Thinking in Types

Pat Brisbin

A colleague of mine was stuck attempting to do something in Haskell that seemed conceptually simple but resulted in a type error. While a particular form of polymorphism, common in object-oriented languages, translated very well to Haskell, a related technique was not permitted by the language’s type system.

In this post, I’d like to outline a simplified version of the task and how this limitation was overcome. Hopefully you’ll see that by working with the type system rather than against it, we find unexpected benefits in the resulting design.

The Task

The system my colleague was building models a Pong-like game. There are two players and a ball, all of which need to be rendered on screen. We’re going to avoid any discussion of the graphics library used to accomplish this and focus only on the task of flexibly sharing this behavior across the two kinds of objects we have in our domain. This simplification should allow the Haskell examples to make sense to someone not familiar with the language.

This task is well-suited to polymorphism with an object-oriented slant. We could define some Renderable interface and have our two object types (presumably Ball and Player) conform to that interface. This way, we can simply tell an object, whatever it is, to render itself.

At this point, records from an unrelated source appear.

PR #131, opened 2021-03-15
bootstrap-testdata: new testdata for pavics-sdi regridding notebook

tlvu:
Need those new testdata on hosts other than `pavics.ouranos.ca` to run Jenkins end-to-end test suite against those hosts.

For notebook https://github.com/Ouranosinc/pavics-sdi/blob/bbe3061dceb98688e9fd58836fbc50992ee31568/docs/source/notebooks/regridding.ipynb

See PR https://github.com/Ouranosinc/pavics-sdi/pull/201


tlvu:
@huard 2 of those new files are outside of the `testdata/` folder, are we okay with that?

In the past, we already have files outside of the `testdata/` folder.  Do we need more enforcement going forward or it's okay to use files outside of the `testdata/` folder as long as there are noting suitable in the `testdata/` folder?

huard:
Good question. I don't feel like I'm able to give you a good answer though. I suggest we hot-fix this for now but come back to this question during our next meeting.

huard (approved):

tlvu:
Also for https://github.com/bird-house/birdhouse-deploy/pull/132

In Ruby, we can do this easily with duck typing; there is no safety but it is concise and flexible. In Java, we could define an actual Interface and get some form of type checking. Things would be a bit safer but also very verbose.

This approach translates well to Haskell thanks to a feature called type classes. They provide a concise, flexible, and completely type safe way to define interfaces which multiple types can implement. In order to understand the problem I want to discuss, we’ll need to digress just a little and explain what these are and how they work.

Type Classes

A type class defines a set of functions which must be implemented for a type to be considered in that type class. Other functions can then be written which operate not on one specific type, but on any type which is in its given class constraint.

An example should help.

For a type to be Showable or in the Show type class, we have to define how to represent it as a String. Here is how the desired interface is described:

class Show a where
    show :: a -> String

It’s common to represent “any type” with the variable a. The above declaration states that for some type a to be in the Show class, you must define the function show which takes that type as argument and returns a String.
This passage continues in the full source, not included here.